A personalized education can parallel WoW on two levels — in the first, a shared standard for success lets the student “level up” based on mastery rather than moving through the system based on seat time. In the second, shared common goals give the student the opportunity to demonstrate 21st-century skills such as collaboration and communication. But this interpretation of gamification still falls short of the big picture. Life doesn’t have the pre-defined goals at which these structures are designed to help us succeed; whether work does or not depends largely on the work environment, far more than on the nature of the work.
Minecraft and education
If part of college or work preparation also involves gaining experience and confidence with open exploration, curiosity, creativity, and following a hunch or an interest without knowing where it will lead, let’s shift our metaphor from Warcraft to Minecraft.
Screenshot from “This is Minecraft” video.
Like Warcraft, Minecraft is a virtual world with a few simple rules. In a nutshell, the world is littered with materials that can be used for building things, a “craft table” for making things from raw materials, and optional monsters to battle. Unlike Warcraft, there are no pre-defined goals. Players may create adventure maps with all kinds of goals and challenges for other players, and these are wildly popular, but conquering a map doesn’t get you points in a bigger game-wide contest.
Minecraft is about making stuff. Virtual stuff, but stuff nonetheless. It is also about exploration. In Minecraft, you can get lost and never find your way back, in which case your best option may be to cut your losses and move forward. In Minecraft, players make elaborate buildings, works of art, performance art (see the TNT videos on YouTube), and mini worlds and challenges for other players. Games like Minecraft can offer us a perspective on balancing the goal-based solving of problems with the open-ended finding of valuable questions — a skill education will need to provide to every new global citizen.

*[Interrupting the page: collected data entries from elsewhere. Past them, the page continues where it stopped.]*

PR #824, opened 2018-01-07
Add PKey docs

apeduru:
Refs [#716](https://github.com/sfackler/rust-openssl/issues/716)

### DIFF
--- a/openssl/src/pkey.rs
+++ b/openssl/src/pkey.rs
@@ -30,7 +30,7 @@
 //!
 //! extern crate openssl;
 //!
-//! use openssl::rsa:Rsa;
+//! use openssl::rsa::Rsa;
 //! use openssl::pkey::Pkey;
 //!
 //! fn main() {
--- a/openssl/src/pkey.rs
+++ b/openssl/src/pkey.rs
@@ -7,7 +7,7 @@
 //! encrypt information using a user's public key. The encrypted information can
 //! only be deciphered using that user's private key.
 //!
-//! This module offers support for four popular algorithms:
+//! This module offers support for five popular algorithms:
 //!
 //! * RSA
 //!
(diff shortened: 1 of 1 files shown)


openssl/src/pkey.rs
```diff
@@ -1,3 +1,44 @@
...
+//! * Elliptic Curves
+//!
+//! These algorithms rely on hard mathematical problems - namely integer factorization,
+//! discrete logarithms, and elliptic curve relationships - that currently do not
+//! yield efficient solutions. This property ensures the security of these
+//! cryptographic algorithms.
+//!
+//! # Example
+//!
+//! Generate a 2048-bit RSA public/private key pair.
```
sfackler: Not sure this example is really showing much.

apeduru: I can add another couple statements serializing the pub/priv key pair to PEM. Did you have something else in mind? I can also spin it out into a separate example.

sfackler: I don't really have any particular example in mind for this module. `PKey` doesn't really do much on its own.

apeduru:
not sure why the macos build failed

openssl/src/pkey.rs
```diff
@@ -1,3 +1,48 @@
+//! Public/private key processing.
+//!
+//! Asymmetric public key algorithms solve the problem of establishing and sharing
+//! secret keys to securely send and receive messages.
+//! This system uses a pair of keys: a public key, which can be freely
+//! distributed, and a private key, which is kept to oneself. An entity may
+//! encrypt information using a user's public key. The encrypted information can
+//! only be deciphered using that user's private key.
+//!
+//! This module offers support for four popular algorithms:
```
sfackler: HMAC is also mixed in here.

sfackler:
Yeah, don't worry about the OSX failure.

Looks good to me other than the one note about HMAC!

PR #827, opened 2018-01-15
add email and uri to GeneralName

ian-p-cooke:
I need access to an email address added to the subject alternate names.  I added support for email and uri which are both IA5Strings according to "https://tools.ietf.org/html/rfc5280#section-4.2.1.6".  The certificate I created isn't exactly the same as the old one (e.g. different issuer) but I think that's ok.  If not please re-create the cert as you see fit and add the following extensions (openssl.conf format):

> [subject_alt_names]
> DNS.1 = example.com
> IP.1 = 127.0.0.1
> IP.2 = 0:0:0:0:0:0:0:1
> email.1 = test@example.com
> URI.1 = "http://www.example.com"`


openssl/src/x509/mod.rs
```diff
@@ -1090,24 +1090,39 @@ foreign_type_and_impl_send_sync! {
...
+            // IA5Strings are stated to be ASCII (specifically IA5). Hopefully
             // OpenSSL checks that when loading a certificate but if not we'll
             // use this instead of from_utf8_unchecked just in case.
             str::from_utf8(slice).ok()
         }
     }
 
+    /// Returns the contents of this `GeneralName` if it is an `rfc822Name`.
+    pub fn email(&self) -> Option<&str> {
+		self.ia5_string(ffi::GEN_EMAIL)
```
sfackler: Could you change the hard tabs to soft tabs?

sfackler:
Nah, changing the issuer is fine.

openssl/src/x509/mod.rs
ian-p-cooke: fixed on master.  I squashed the original commit as I wasn't sure how github handled multiple commits on a pull request.

sfackler: Multiple commits will work, but squashing is also fine.

sfackler:
Thanks!

PR #833, opened 2018-02-04
Support EVP_des_ede3.

CmdrMoozy:
This cipher is used, for example, for DES challenges for authenticating against a Yubikey, so supporting it in rust-openssl is generally useful.


sfackler:
Thanks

If there are things to learn from the notion of gamification, let’s apply them at multiple levels, not superficially. We can learn from levels and leaderboards to add intrinsic and extrinsic motivators to help motivate students to succeed at traditional state standards and tests. We can learn from the structure of the human dynamics in massively multiplayer games to value and capture collaboration, communication, and other higher-order skills needed to achieve collective pre-defined goals. We can learn from simple rule-based (as opposed to goal-based) games to value and preserve the artifacts of exploration as well as its end products.